◆ EXERCISE REQUIREMENTS:
Return exactly the listing's lines, from its first line to the line holding "Creating bugs like", ends included.
Start of INFORMATION PROVIDED
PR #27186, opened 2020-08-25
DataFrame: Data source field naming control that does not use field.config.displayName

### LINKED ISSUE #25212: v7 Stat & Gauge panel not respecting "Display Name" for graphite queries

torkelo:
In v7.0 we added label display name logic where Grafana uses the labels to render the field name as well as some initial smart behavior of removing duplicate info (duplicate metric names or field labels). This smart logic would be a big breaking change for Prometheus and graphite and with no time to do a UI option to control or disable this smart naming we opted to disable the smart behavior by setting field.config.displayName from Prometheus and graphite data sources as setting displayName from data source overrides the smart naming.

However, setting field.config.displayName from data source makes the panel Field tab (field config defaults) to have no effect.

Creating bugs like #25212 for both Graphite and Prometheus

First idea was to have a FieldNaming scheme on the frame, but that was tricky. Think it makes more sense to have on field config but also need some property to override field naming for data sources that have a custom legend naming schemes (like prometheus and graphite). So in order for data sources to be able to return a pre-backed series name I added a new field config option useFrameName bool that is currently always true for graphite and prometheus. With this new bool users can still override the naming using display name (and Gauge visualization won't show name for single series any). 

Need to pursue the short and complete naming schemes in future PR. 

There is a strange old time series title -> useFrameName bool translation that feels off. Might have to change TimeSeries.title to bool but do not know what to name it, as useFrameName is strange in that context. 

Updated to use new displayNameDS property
End of INFORMATION PROVIDED
◆ RESPONSE TO THE EXERCISE:
PR #27186, opened 2020-08-25
DataFrame: Data source field naming control that does not use field.config.displayName

### LINKED ISSUE #25212: v7 Stat & Gauge panel not respecting "Display Name" for graphite queries

torkelo:
In v7.0 we added label display name logic where Grafana uses the labels to render the field name as well as some initial smart behavior of removing duplicate info (duplicate metric names or field labels). This smart logic would be a big breaking change for Prometheus and graphite and with no time to do a UI option to control or disable this smart naming we opted to disable the smart behavior by setting field.config.displayName from Prometheus and graphite data sources as setting displayName from data source overrides the smart naming.

However, setting field.config.displayName from data source makes the panel Field tab (field config defaults) to have no effect.

Creating bugs like #25212 for both Graphite and Prometheus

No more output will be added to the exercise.